Original topic: 救急!!!,生产集群崩了,pd没办法选举

| username: TiDBer_vC2lhR9G

[TiDB Usage Environment] Production Environment
[TiDB Version] 6.5.0

[Encountered Problem: Phenomenon and Impact]

Accidentally expanded PD using an external IP address. Since the original cluster’s IPs are all internal, this caused PD connectivity issues. After the expansion, the cluster became inaccessible. I tried to shrink the newly expanded node or expand another internal node, but neither worked.

PD keeps trying to connect to this public PD, but this PD has already been taken down.

Attempting to start TiDB results in an error:

Could you please check if there’s a way to recover, or help with remote repair? Compensation is available.

[Resource Configuration]
[Attachments: Screenshots/Logs/Monitoring]

| username: 我是咖啡哥 | Original post link

Did the newly expanded node get deleted? I only see 2 nodes. Have you restarted? 2 nodes cannot elect a leader.

| username: TiDBer_vC2lhR9G | Original post link

Tried scaling up, scaling down, and restarting; the configurations might be messed up.

| username: xfworld | Original post link

  1. First, use tiup to decommission the node instances in the external network environment directly.

  2. Then, use tiup to start the internal cluster and observe any errors.

  3. Based on the error logs, troubleshoot the issues step by step and resolve them one by one.

| username: Kongdom | Original post link

You can refer to this to handle it, change the external IP to the internal IP

| username: TiDBer_vC2lhR9G | Original post link

I changed the original file name, and an error occurred when executing tiup cluster reload main_tidb -R pd --force.

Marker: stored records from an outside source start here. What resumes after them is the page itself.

PR #1211, opened 2026-09-22
fix(skills): stop teaching query errors, and guard the ones a message cannot fix

jswir:
Three query skills were teaching mistakes that agents make in production, and `malloy-gotchas-queries` was missing guards for errors an agent cannot fix from the message alone. This fixes both. Every claim was checked against a running Publisher before it went in, and several claims already in these skills failed that check.

The error classes come from roughly a thousand classified `execute_query` compile errors that Credible served between 2026-08-01 and 2026-09-21.

## Corrections: things the skills were teaching

- **`malloy-queries` said `month(order_date)` and `year(order_date)` "fail to parse in `where:` because the names are reserved."** They parse and run, including in `where:`. Only the *name* is reserved: `group_by: month is …` fails, and calling `month(ts)` does not. It also contradicted the extraction table in `malloy-gotchas-queries`.
- **`malloy-queries`' own `calculate:` example aliased a field `month`,** which is the reserved-word error the same file warns about.
- **`malloy-queries` said `order_date.month.day` "fails".** Chained truncations compile. Removed the claim, plus the error-table row built on it, whose message (`missing {DAY, HOUR, …}`) the compiler no longer emits.
- **`malloy-analysis-pitfalls` used `seats = null`.** That works (the compiler rewrites it to `IS NULL`), but it is the form the compiler warns about, in an example agents copy. Changed to `is null`.
- **`malloy-gotchas-queries` said commas between clauses are wrong, and that `;` is "not a separator anywhere".** Both are false: commas and `;` between clauses compile. The real trap is a `;` *inside* one clause, which orphans the next field. The two sections are merged into one that says so.
- **The error table spelled `Parser encountered`.** The compiler emits `enountered`, so looking the message up missed. The row now names the common cause: a chart annotation left as the last line inside `{ }`.

## Additions to `malloy-gotchas-queries`

Each covers an error the agent cannot fix from the message alone, which is the design principles' test for prevention content.

| guard | why the message does not fix it |
|---|---|
| a measure is already an aggregate | `Aggregate expression cannot be aggregate` does not name the field |
| window braces bind to the function | `` `partition_by` is not supported for this kind of expression `` does not say where the brace belongs |
| apostrophes and concatenation | an apostrophe reports an error *after* the problem; `++` / `\|\|` report `unexpected '+'` and never mention `concat()` |
| compiles, then refused by the warehouse | the position quoted is in the generated SQL, not the query; and `partition_by:` takes a field name only, so the obvious `::string` fix does not compile either |

They go in `malloy-gotchas-queries` because it is the query-side guard skill in the `analysis` group. The equivalent guards in `malloy-gotchas-modeling` are not in that group, and the group-closure rule forbids referencing them.

**Not added, on purpose:** `= null`, which compiles to `IS NULL` and returns the right rows (a style warning, not an error); reserved words, `where:`/`having:`, `count(distinct)` and unknown functions. Their messages already name the fix, and `malloy-queries` already covers the first two. No new `skill:` references were added, since no focused skill on `main` has one.

## Verification

- **Every WRONG and RIGHT example was run against a local Publisher serving `faa`.** The quoted messages are what it returned.
- **`manifest.spec.ts` 254/254, `skills_bundle.spec.ts` 12/12.** The bundle is regenerated.
- **No version bump.** `main` is already ahead of npm on both packages (`0.1.21` > `0.1.20`, `0.0.17` > `0.0.16`), which is the question `skills-npm.yml` asks.

**A one-off eval.** Twelve questions over `faa` were written so that answering each one naturally leads into one of these errors, with sonnet at low effort. It is a biased sample by construction and the numbers are small, so read the direction, not the digits.

| arm | errored `execute_query` calls |
|---|---|
| `main` skills, as shipped | 17 of 35 (49%) |
| this branch, as shipped | 15 of 31 (48%) |

No difference as shipped, because the answerer opened a skill in only 1–2 of 12 attempts. With the gotchas text pasted into the prompt, so it was certainly read, the new text beat the old on the window-function question (three samples each):

| gotchas text in the prompt | errored calls | used Malloy's `{ partition_by }` |
|---|---|---|
| `main` | 39 of 47 (83%) | 0 of 3 samples |
| this branch | 11 of 27 (41%) | 3 of 3 samples |

With the old text the agent wrote SQL's `over (partition by …)` and never found Malloy's syntax. Most of the other questions came out clean under either version once the text was read.

The eval also caught one regression, which is fixed here. The first draft of the aggregate guard showed only a two-stage pipeline, and the agent copied it for a "top one" question that `order_by` + `limit: 1` answers in one stage. The guard now names the one-stage form, and two re-runs came out clean.

**What that means:** the content is better when it is read, but it will not move production error rates until agents actually open these skills. That is a separate change to the skill descriptions and loading, and it will be its own PR.

## Follow-ups, not in this PR

- **Mirror into `ms2data/agent-skills` by hand.** The skills README requires it until `ms2data/service#6177` lands.
- **Skill descriptions and loading**, per the eval above.
- **The model-authoring skills.** `malloy-document` has 21 `#(doc)` examples written as unquoted prose and none quoted, and unquoted prose is one of the authoring errors in the same corpus.

**Changed in review** (thanks @girishjeswani): the `= null` guard is removed, since it was based on testing against data with no NULLs; the warehouse guard now aliases the cast in `group_by:` because `partition_by: x::string` does not compile; and the window example's denominator is now a group total computed in `aggregate:`, since `all(n)` inside `calculate:` is not one.

One row left alone: *"field is a bar chart, but is not a repeated record"* is a render-time message. It fires when `# bar_chart` sits above a field inside the braces, and the renderer itself suggests moving the tag above `run:`. The existing row is correct.


girishjeswani (approved):
Approving. I compiled all six corrections rather than reading them, and every one holds — including `enountered`, which comes back verbatim as `Parser enountered unexpected statement type 'unimplemented' when it needed 'query statement'`. So that row really never matched. `month()`/`year()` run in `where:`, `.month.day` chains, and commas and `;` between clauses both compile while `;` inside a clause gives exactly the quoted `no viable alternative at input 'charters'`.

One fix worth making before merge, given what this PR is about.

**`partition_by: season::string` does not compile** (`unexpected '::'`). `partition_by:` takes a bare field name only — it rejects any expression, `partition_by: season + 1` included. The working form is to alias the cast in `group_by:` first and partition on the alias. As written, the guard against a warehouse refusal hands the agent a second error it doesn't warn about.

Two smaller ones.

**The `= null` guard's framing.** Malloy's codegen rewrites `= null` to `IS NULL` — `COUNT(CASE WHEN "seats" IS NULL THEN 1 END)` — and against real NULL rows `= null` and `is null` returned identical answers. That's dialect-independent, so "depending on the server this is either rejected or run as a filter that matches nothing" doesn't match what the compiler does. Either name the server or dialect where you saw it misbehave, or soften it to a style rule. The `malloy-analysis-pitfalls` change is right either way.

**The window RIGHT example.** `sum_cumulative(n) { partition_by: region } / all(n)` runs, but `all(n)` is un-partitioned, so `share` is a per-region running total over a whole-result denominator. `all(n) { partition_by: region }` also fails, so that may be forced — worth a word so an agent doesn't copy it expecting a within-region share.

Everything else checks out. The four other guards clear the bar you set for them: `Aggregate expression cannot be aggregate` is four words that identify nothing, and neither `++` nor `||` ever mentions `concat()`. Every other RIGHT example compiles and does what it claims, including the apostrophe case actually matching `Mac's Diner`. Every deletion was of something provably false. Bundle sync 12/12, specs 258/258, DCO signed, descriptions under budget.

On the eval: naming the confound, saying which number to trust, and labelling the pasted-text arm as biased is the right way to report it. It also isn't load-bearing here, since the corrections are checkable by compiling.

jswir:
Thanks for compiling these rather than reading them. All three hold, and each is fixed in d736f436.

**`partition_by: season::string`.** Confirmed: `unexpected '::'`. The guard now casts in `group_by:` (`season_key is season::string`) and partitions on the alias. Checked that it compiles.

**`= null`.** You're right, and the mistake was mine. I tested against `faa`, which has no NULLs in any column, so zero was the correct answer for both forms and I misread it. On a source with real NULLs, `= null` and `is null` both return 90,002 rows, and `!= null` matches `is not null`. A style warning fails the "error the agent can't self-correct" test, so I removed the section rather than softening it. The `malloy-analysis-pitfalls` edit stays.

**The window example.** Worse than un-partitioned: `all(n)` inside `calculate:` isn't a total of any kind, and the "share" ran past 1.9. The RIGHT example now divides by a total computed in `aggregate:` (`region_total is all(count(), region)`). That gives the within-group running share: 0.253 = 8,742 / 34,577 for AA at DFW. One line says why, since `{ partition_by }` doesn't apply to `all()`.

I've corrected the PR description to match.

| username: Kongdom | Original post link

Is the error due to network connectivity issues?

| username: 考试没答案 | Original post link

The -R is a role parameter. It means starting all roles. It may cause the entire cluster to crash. Please use parameters like -N to restart each node one by one in the future.

| username: system | Original post link

This topic was automatically closed 60 days after the last reply. New replies are no longer allowed.